Czy po zamknięciu konsulatu Rosji Gdańsk przejmie budynek od razu?
Władze miasta poinformowały, że nie. Do gdańskiego urzędu wpłynęło pismo z Ambasady Federacji Rosyjskiej, w którym zapowiedziano, że w nieruchomościach przy ul. Stefana Batorego 13 i 15 ma pozostać osoba z obsługi. „będzie przebywał pracownik administracyjno-techniczny ambasady”. Wiceprezydent Emilia Lodzińska podkreśliła, że przez to „fizycznie nie będziemy mogli przejąć tych nieruchomości”.

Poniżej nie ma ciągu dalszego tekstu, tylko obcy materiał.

PR #961, opened 2026-04-12
feat: Anonymous DM viewing in Instagram

EncryptedCicada:
Adds an option in the settings to toggle settings DMs as read.

This patch could not be blocked by simply blocking the URI because of two main reasons:

1: The URI it uses (as far as I could intercept) is the general graphql_www endpoint and it actually encodes the request to mark as read in a field named fb_api_req_friendly_name (= IGDirectItemSeenMutation), which from what I understood from the codebase can't easily be intercepted yet.

2. I am not really experienced with working with apis and if there is a way that I am unaware of to block this specific request type then changing the patch to do that would be better and cleaner.

I have the request intercept to help make this work if it turns out to be feasible. In the meantime, this patch is tested working with v423.0.0.47.66 which is the stable supported version.

### DIFF
--- a/extensions/instagram/src/main/java/app/morphe/extension/instagram/constants/Strings.java
+++ b/extensions/instagram/src/main/java/app/morphe/extension/instagram/constants/Strings.java
@@ -38,6 +38,7 @@ public class Strings {
     public static final String CATEGORY_GHOST = "Ghost";
     public static final String VIEW_STORIES_ANONYMOUSLY = "View stories anonymously";
     public static final String VIEW_LIVE_ANONYMOUSLY = "View live anonymously";
+    public static final String VIEW_DM_ANONYMOUSLY = "View direct messages anonymously";
 
     public static final String CATEGORY_DISTRACTION_FREE = "Distraction free";
     public static final String DISABLE_STORIES = "Disable stories";
--- a/extensions/instagram/src/main/java/app/morphe/extension/instagram/settings/Settings.java
+++ b/extensions/instagram/src/main/java/app/morphe/extension/instagram/settings/Settings.java
@@ -27,6 +27,7 @@ public class Settings extends BaseSettings {
     public static final BooleanSetting DISABLE_ANALYTICS = new BooleanSetting("disable_analytics", true);
     public static final BooleanSetting VIEW_STORIES_ANONYMOUSLY = new BooleanSetting("view_stories_anonymously", false);
     public static final BooleanSetting VIEW_LIVE_ANONYMOUSLY = new BooleanSetting("view_live_anonymously", true);
+    public static final BooleanSetting VIEW_DM_ANONYMOUSLY = new BooleanSetting("view_dm_anonymously", true);
     public static final BooleanSetting DISABLE_STORIES = new BooleanSetting("disable_stories", false);
     public static final BooleanSetting HIDE_STORIES_TRAY = new BooleanSetting("hide_stories_tray", false);
     public static final BooleanSetting DISABLE_EXPLORE = new BooleanSetting("disable_explore", false);
--- a/extensions/instagram/src/main/java/app/morphe/extension/instagram/settings/SettingsStatus.java
+++ b/extensions/instagram/src/main/java/app/morphe/extension/instagram/settings/SettingsStatus.java
@@ -59,8 +59,12 @@ public class SettingsStatus {
     public static void viewLiveAnonymously() {
         viewLiveAnonymously = true;
     }
+    public static boolean viewDmAnonymously = false;
+    public static void viewDmAnonymously() {
+        viewDmAnonymously = true;
+    }
     public static boolean ghostSection() {
-        return (viewStoriesAnonymously || viewLiveAnonymously);
+        return (viewStoriesAnonymously || viewLiveAnonymously || viewDmAnonymously);
     }
 
 
--- a/extensions/instagram/src/main/java/app/morphe/extension/instagram/settings/preference/ScreenBuilder.java
+++ b/extensions/instagram/src/main/java/app/morphe/extension/instagram/settings/preference/ScreenBuilder.java
@@ -144,6 +144,15 @@ public class ScreenBuilder {
                     )
             );
         }
+        if (SettingsStatus.viewDmAnonymously) {
+            addPreference(category,
+                    helper.switchPreference(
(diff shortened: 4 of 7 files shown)


EncryptedCicada:
From what I can see there have already been two patches for this purpose so if the maintainers see fit, they should close this one.

swakwork:
@EncryptedCicada have you checked the feature at your end ? 
Like I have mentioned on https://github.com/crimera/piko/pull/958#issuecomment-4229503111 if I try to block the direct seen API, the DMs are not marked as seen, hence I get an persistent notification that the user has sent a new DM

EncryptedCicada:
@swakwork I've tested it at my end and the behavior is that the notification gets dismissed but the message remains unseen.

swakwork:
> but the message remains unseen.

Yup that's why I haven't added the feature yet

EncryptedCicada:
> Yup that's why I haven't added the feature yet

But isn't that a perfect indication of which chats have not been read? How else would the user know which chats to come back to?

swakwork:
> But isn't that a perfect indication of which chats have not been read

I haven't used the feature in any mod, but if the chats are always marked as unread, wouldn't it be annoying to see the chat always be highlighted as white, and also having a persistent indication that the chat is unread ?

EncryptedCicada:
> I haven't used the feature in any mod, but if the chats are always marked as unread, wouldn't it be annoying to see the chat always be highlighted as white, and also having a persistent indication that the chat is unread ?

I understand now what you mean to say. As for what this patch is supposed to do is make the chat not appear read to the user and the person messaging them. I would think that there is no easy way to disable just the read receipts for the person messaging the user of this patch while the user is able to mark the chat as read client side.

The various mods of Instagram that I've used have injected a custom button to the chat long press menu in the inbox named "mark as read" which does exactly what it sounds like. However, unless the user pressed that, the chat would appear unread no matter the number of times the user opens to read it.

To make a client side change, the patch would be too complicated to be stable. One way we could do is to hook the method that marks the UI changes while keeping a database of the chat/thread ids that are to be marked read based on user interaction. This will have two drawbacks.
1: Like anonymously viewing stories, the change will not be persistent across sessions.
2: The patch to do this might not be feasible or if it is feasible may not be stable enough to be maintained.

One way I would've tried to implement such a patch would be to hijack the network layer and read the outgoing request body for a specific field which is `fb_api_req_friendly_name`. When it is = `IGDirectItemSeenMutation`, we can identify, by looking at the variables field which chat is being requested to be marked read. Then we maintain a custom database where we store this id field while dropping/nullifying that request. However this request is made at the graphql_www endpoint which is used by many different features and I am not experienced enough to figure out how to hook the network layer.

Edit: The better course of action would be to inject a mark as read button in the chat long press options or to inject a small icon that does the task, however, like I mentioned, this does not stop the person on the other end from receiving the update.

swakwork:
> I understand now what you mean to say. As for what this patch is supposed to do is make the chat not appear read to the user and the person messaging them. I would think that there is no easy way to disable just the read receipts for the person messaging the user of this patch while the user is able to mark the chat as read client side.
> 
> The various mods of Instagram that I've used have injected a custom button to the chat long press menu in the inbox named "mark as read" which does exactly what it sounds like. However, unless the user pressed that, the chat would appear unread no matter the number of times the user opens to read it.
> 
> To make a client side change, the patch would be too complicated to be stable. One way we could do is to hook the method that marks the UI changes while keeping a database of the chat/thread ids that are to be marked read based on user interaction. This will have two drawbacks. 1: Like anonymously viewing stories, the change will not be persistent across sessions. 2: The patch to do this might not be feasible or if it is feasible may not be stable enough to be maintained.
> 
> One way I would've tried to implement such a patch would be to hijack the network layer and read the outgoing request body for a specific field which is `fb_api_req_friendly_name`. When it is = `IGDirectItemSeenMutation`, we can identify, by looking at the variables field which chat is being requested to be marked read. Then we maintain a custom database where we store this id field while dropping/nullifying that request. However this request is made at the graphql_www endpoint which is used by many different features and I am not experienced enough to figure out how to hook the network layer.
> 
> Edit: The better course of action would be to inject a mark as read button in the chat long press options or to inject a small icon that does the task, however, like I mentioned, this does not stop the person on the other end from receiving the update.

Please tell me you wrote it not the AI

EncryptedCicada:
> Please tell me you wrote it not the AI

I did
I was already typing this when I saw your message and just copy pasted this block from the previous message I was editing T_T

swakwork:
Screenshot_20260412-142738

The latest versions of Instagram already has options to control read receipts and typing indicator, per user bases.

EncryptedCicada:
> The latest versions of Instagram already has options to control read receipts and typing indicator, per user bases.

Yes I've seen that, but that means that the user will also not get an update when the other party reads their message, or so I think. That is what other meta apps do at least. I'll check real quick

EncryptedCicada:
Yep, just as I expected. Turning off read receipts on just one end of the chat turns it off both ways for both users so neither can see when you've read their message

yosif1705:
I agree with @EncryptedCicada that keeping the white highlight is the way to go. It’s the only real indicator for what you still need to get back to. Like you mentioned, trying to fake a "read" state locally with a database would be a headache and wouldn't persist across sessions anyway.

The "Mark as read" button is the best fix for the clutter, but it shouldn't be a local UI hack. The button should just fire the real seen request so it updates for both people. That way you stay ghosted by default but can manually sync when you're ready.

One thing tho, does replying to a chat still auto-sync the seen state on current builds? If I'm messaging back, I'm already "breaking cover," so the seen receipt should probably just fire then.

My only concern is that a global block on the mutation (here and in PR #958) might kill that future button and the reply sync too. We’d need the hook to distinguish between the automatic "chat opened" trigger and an intentional one (like a button or a reply), otherwise any manual "mark as read" feature won't actually work.

EncryptedCicada:
> One thing tho, does replying to a chat still auto-sync the seen state on current builds? If I'm messaging back, I'm already "breaking cover," so the seen receipt should probably just fire then.
> 
> My only concern is that a global block on the mutation (here and in PR #958) might kill that future button and the reply sync too. We’d need the hook to distinguish between the automatic "chat opened" trigger and an intentional one (like a button or a reply), otherwise any manual "mark as read" feature won't actually work.

Replying to a chat does "break cover" in theory but from what I've observed through testing, is that the read update is not synced when replying so we might as well force a sync then.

Lodzińska przekazała też, że strona rosyjska uważa budynki za swoją własność i prosi o działania gwarantujące ich nienaruszalność. „Strona rosyjska uważa, że nieruchomość należy do Federacji Rosyjskiej i w związku z tym zwraca się z prośbą o zastosowanie wszystkich niezbędnych środków w celu zapewnienia nietykalności nieruchomości”. Według tego stanowiska obiekty we Wrzeszczu mają pozostać placówkami o statusie dyplomatycznym. „będą w dalszym ciągu nieruchomościami dyplomatycznymi”.
Kto jest właścicielem i jakie działania zapowiada miasto?

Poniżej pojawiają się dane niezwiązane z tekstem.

PR #966, opened 2026-04-13
fix(Instagram): keep one navigation button visible

### LINKED ISSUE #943: Prevent disabling all navigation buttons in Instagram
Not a bug per se but if you disable all navigation buttons like a dumdum, Instsgram will be blank. Should probably prevent disabling everything and urge to have one nav button left, especially to edit Piko settings.

You can fix it by not adding the patch, exporting Piko settings, changing the hide profile button inside the xml and then importing it before re-patching with the patch enabled

officialasishkumar:
## Summary
- prevent the Instagram navigation settings from accepting a state where every navigation button is hidden
- keep the runtime navigation filter from returning an empty button list when imported preferences are already invalid

Fixes #943

## Validation
- `git diff --check`
- Gradle build was not rerun on this branch because the same root project settings already failed before source compilation in the sibling worktree: `app.morphe.patches` could not be resolved from the Morphe GitHub Packages registry with the available token


swakwork:
The easiest solution would be removing the option to hide user profile from nav bar.

officialasishkumar:
Removed the profile-hide option from settings and stopped filtering the profile nav item at runtime, so imported prefs still keep one navigation button visible. Force-pushed the branch.

Issue #1001, opened 2026-04-20
[Instagram] Add option to enable amoled theme


NMBlanco:
Instagram sadly removed the ability to have amoled black colors through the app (prism colors experiment)

It would be very nice if there could be a patch to enable amoled theme within Instagram app 💛

PR #1003, opened 2026-04-21
feat(instagram): add amoled theme patch

realies:
Resource patch. Remaps Instagram's dark-mode greys to pure black on
AMOLED panels by overriding four design-system color tokens.

### Changes

In `res/values-night/colors.xml`, three elevated/secondary surface tokens
are remapped to `@color/bds_black`:

- `igds_secondary_background`
- `igds_elevated_background`
- `igds_elevated_highlight_background`

`igds_primary_background` already resolves to `bds_black` upstream, so
the app background itself is unchanged. `igds_elevated_separator` is
deliberately left at `bds_grey_8` so hairline dividers remain visible
against black surfaces.

In `res/values/colors.xml`, `igds_prism_black` is overridden to
`#ff000000`. This token is IG's "Prism" design-system black, hardcoded
to `#ff0c1014` (a near-black with a slight blue tint). It has no
night-mode variant, so it renders the same in both themes — and IG's
modern feed/header/nav surfaces use it directly, which is why the
elevated overrides above don't reach them. In light mode the token is
used for text/icons where pure black is also correct.

### Testing

Rebuilt the MPP from this branch and repatched Instagram on two builds:

- `423.0.0.47.66` (build `382907094`) — 36/36 patches applied, 0 failed.
- `425.0.0.0.0` (build `383100026`) — 36/36 patches applied, 0 failed.

Verified visually in dark mode on emulator: status bar, header, story
tray, feed cards, nav, notification bands, search field, comment
threads, dialogs, DM thread list, and profile tabs all sample to
exactly `#000000`. Hairline dividers remain visible.

Android's own system permission dialogs render with the OS theme and
stay grey — out of scope for this patch.

### Closes

- #1001 — Add option to enable amoled theme

### DIFF
--- a/README.md
+++ b/README.md
@@ -175,9 +175,6 @@ java -jar cli.jar patch --patches piko.mpp input.apkm
 <tr><td><code>Remove empty bottom space</code></td><td>Removes empty space below bottom navigation bar</td></tr>
 <tr><td><code>Disable typing status</code></td><td></td></tr>
 <tr><td><code>Hide notes tray</code></td><td>Hides notes tray in DM section</td></tr>
-<tr><td><code>Disable screenshot detection</code></td><td>Disables screenshots detection in DM</td></tr>
-<tr><td><code>Disable screenshot detection</code></td><td>Disables screenshots detection in DM</td></tr>
-<tr><td><code>Disable screenshot detection</code></td><td>Disables screenshots detection in DM</td></tr>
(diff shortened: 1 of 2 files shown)


cyriotic3:
is it possible to make a Monet version of this maybe?

realies:
It looks possible, but it's out of scope for this PR.

PR #1011, opened 2026-04-22
added comments to every feature

thyr0101:
I've only modded and dealt with instagram mods before so apologize if X's descriptions I added are off

### DIFF
--- a/README.md
+++ b/README.md
@@ -142,17 +142,17 @@ java -jar cli.jar patch --patches piko.mpp input.apkm
 </tr>
 </thead>
 <tbody>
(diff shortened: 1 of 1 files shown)


swakwork:
Make sure you resolve the conflict. Ideally there shouldn't any conflict if you had pulled from the latest `dev`

If you don't know what handling conflict is, better you close it and create a new one by pulling the latest `dev` branch

kitadai31:
Not all patches need to have a patch description.
If the patch functionality is clear from its name, it is recommended to omit the patch description.
This is recommended by the official ReVanced Patches project.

Gdańsk wskazuje na zapisy w księgach wieczystych. „zgodnie z tym, co widnieje w księgach wieczystych, właścicielem obu nieruchomości jest Skarb Państwa”. Wiceprezydent dodała, że rosyjskie twierdzenia są nieprawdziwe. „Twierdzenia strony rosyjskiej, że nieruchomości należą do nich, są błędne i niezgodne z prawdą”. Zapowiedziała również „kroki prawne, które są przewidziane w polskim systemie”.
Lodzińska wyjaśniła, że z informacji przekazanych przez Ministerstwo Spraw Zagranicznych wynika możliwa ścieżka: jeśli Rosja nie zaakceptuje procedury przekazania, potrzebny będzie pozew w imieniu Skarbu Państwa, a dopiero po wyroku możliwe będą działania komornicze. „Zgodnie z tym, co otrzymaliśmy z Ministerstwa Spraw Zagranicznych, wiemy, że - w przypadku negatywnej reakcji strony rosyjskiej co do proponowanego procedowania w sprawie przekazania tych nieruchomości - zachodzić będzie konieczność wystąpienia z wnioskiem do Prokuratorii Generalnej RP o wniesienie w imieniu Skarbu Państwa pozwu do sądu o wydanie tych nieruchomości, a po uzyskaniu pozytywnego dla strony polskiej wyroku sądowego – przeprowadzenia czynności komorniczych skutkujących przejęciem nieruchomości”.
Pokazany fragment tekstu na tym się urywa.